C6 collection: oncogenic signature gene sets

Gene sets represent signatures of cellular pathways which are often dis-regulated in cancer. The majority of signatures were generated directly from microarray data from NCBI GEO or from internal unpublished profiling experiments which involved perturbation of known cancer genes. In addition, a small number of oncogenic signatures were curated from scientific publications.

C7 collection: immunologic signature gene sets

Gene sets in this collection represent cell states and perturbations within the immune system. It consists of two subcollections:
  • ImmuneSigDB, which was previously the complete C7 and represents a broad curation effort of signatures of immune perturbations and states
  • VAX, a targeted subcollection that focuses specifically on curation of published studies of human responses to various vaccines.

> C7 subcollection ImmuneSigDB

ImmuneSigDB is composed of gene sets that represent a broad curation effort of cell types, states, and perturbations within the immune system. The signatures were generated by manual curation of published studies in human and mouse immunology.

We first captured relevant microarray datasets published in the immunology literature that have raw data deposited to Gene Expression Omnibus (GEO). For each published study, the relevant comparisons were identified (e.g. WT vs. KO; pre- vs. post-treatment etc.) and brief, biologically meaningful descriptions were created. All data was processed and normalized the same way to identify the gene sets, which correspond to the top or bottom genes (FDR < 0.02 or maximum of 200 genes) ranked by mutual information for each assigned comparison.

The immunologic signatures collection was generated as part of our collaboration with the Haining Lab at Dana-Farber Cancer Institute and the Human Immunology Project Consortium (HIPC). To cite your use of the collection, and for further information, please refer to Godec J, Tan Y, Liberzon A, Tamayo P, Bhattacharya S, Butte A, Mesirov JP, Haining WN, Compendium of Immune Signatures Identifies Conserved and Species-Specific Biology in Response to Inflammation, 2016, Immunity 44(1), 194-206.

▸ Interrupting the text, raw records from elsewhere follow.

PR #3781, opened 2025-07-10
Define analog/LP functions

bugadani:
Take 2 of https://github.com/esp-rs/esp-hal/pull/3775. This PR generates macros that can be used to implement marker traits when appropriate. The PR defines all Analog/RTC/LP functions found in the datasheets - data is taken from the last version of each, from the "Consolidated Pin Overview" appendixes, amended a bit (C2/C3 defines an RTC_GPIO function that is not explicitly stated in the datasheets).

An example implementation of marker traits has been added to `otg_fs`.

The PR contains some additional cleanup:
- simplification of the GPIO tables
- simplification and relocation of the `io_type` macro
- documentation of the gpio and signal-related macros
- S2's `soc::gpio` has been rewritten into something that doesn't need `paste`, or knowledge in the HAL what pin is analog and what is rtcio. I like this approach and I'll try to update the rest of the devices accordingly, but in this PR this rewrite was done to fix a build error.


esp-hal/src/gpio/mod.rs
```diff
@@ -434,7 +434,11 @@ pub trait Pin: Sealed {
 /// Trait implemented by pins which can be used as inputs.
 pub trait InputPin: Pin {
     #[doc(hidden)]
-    fn waker(&self) -> &'static AtomicWaker;
+    #[inline(always)]
+    fn waker(&self) -> &'static AtomicWaker {
+        static WAKER: AtomicWaker = AtomicWaker::new();
```
Dominaezzz: One waker for all input pins? Or is the `inline(always)` doing something fun with the static?

bugadani: Let me verify tomorrow what this ends up as, we obviously want one per InputPin. Inlining should absolutely have no effect on the behaviour.

bugadani: Good spot, thanks. The reference says (emphasis mine):

> A static item defined in a generic scope (for example in a blanket or **default implementation**) will result in exactly one static item being defined

But I've also verified this [experimentally](https://rust.godbolt.org/z/d7ToYjhdG). Reverted.

esp-hal/src/peripherals.rs
```diff
@@ -119,10 +119,29 @@ macro_rules! create_peripheral {
...
+                static WAKER: $crate::asynch::AtomicWaker = $crate::asynch::AtomicWaker::new();
+                &WAKER
+            }
+        }
+    };
+    (Output, $peri:ident) => {
+        impl $crate::gpio::OutputPin for $peri<'_> {}
+    };
+    ($other:ident, $peri:ident) => {
+        // TODO
```
MabezDev: Nit: should we put a `todo!()` here instead?

esp-hal/src/peripherals.rs
```diff
@@ -119,10 +119,29 @@ macro_rules! create_peripheral {
     };
 }
 
+macro_rules! io_type {
+    (Input, $peri:ident) => {
+        impl $crate::gpio::InputPin for $peri<'_> {
+            #[doc(hidden)]
+            #[inline(always)]
```
MabezDev: Another `inline(always)` that probably shouldn't be here? Maybe not, given that this is a impl, not not a trait definition, but I thought I'd ask :D.

MabezDev (approved):
LGTM, just a couple of questions/nit picks, feel free to ignore.

I like the s2 gpio structure, much more readable than the others. I'd be happy to see the other module converted.

esp-hal/src/peripherals.rs
bugadani: oh no this was supposed to go away long ago :D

> C7 subcollection VAX: vaccine response gene sets

The immune response signatures in this collection result from the curation of gene expression results from 62 publications covering on the order of 50 vaccines by the Human Immunology Project Consortium (HIPC). The initial list of publications to curate were selected from a PubMed search of papers matching the terms "Vaccine [AND] Signatures" or "Vaccine [AND] Gene expression". For inclusion, each gene list was required to show statistically significant differential gene expression. Detailed metadata was collected including vaccine, cohort, comparison, age, and type of expression change, e.g. up, down, positively correlated etc. The signatures were subject to extensive quality control and proofreading. Some manual gene symbol updating and screening occurred following curation. Response signatures that were identical were merged into a single gene set before performing MSigDB's universal symbol remapping procedure.

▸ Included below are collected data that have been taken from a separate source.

PR #3782, opened 2025-07-10
Fix warnings, lint esp-hal without unstable

bugadani:
Recommendations what to do with the remaining failure are welcome


bjoernQ:
Maybe we should name those enum variants like `xxxUnsupported` instead - we have that pattern in I2C (but not in SPI). In general, it would be good to have an aligned naming for these things (which according to Clippy should not be what we have here and for SPI)

(Hopefully Clippy will never complain about common suffixes)

bugadani:
> error: all variants have the same postfix: `NotSupported`

🥲

bjoernQ (approved):
I like the changed naming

C8 collection: cell type signature gene sets

Gene sets that contain cluster marker genes for cell types identified in single-cell sequencing studies of human tissue. These gene sets have been curated from the literature and represent signature genes and cell type identifications as represented in their respective originating publications. The gene sets present in this collection cover a number of cell types from Heart, GI Tract, Pancreas, Kidney, Liver, the Immune system, Retina, Olfactory tissue, and the Brain. These gene sets are intended to facilitate the assignment of cell types in datasets such as those from experiments developing organoid models. Funding for development of these gene sets was provided in part by the Collaborative Computational Tools for the Human Cell Atlas program sponsored by the Chan Zuckerberg Initiative.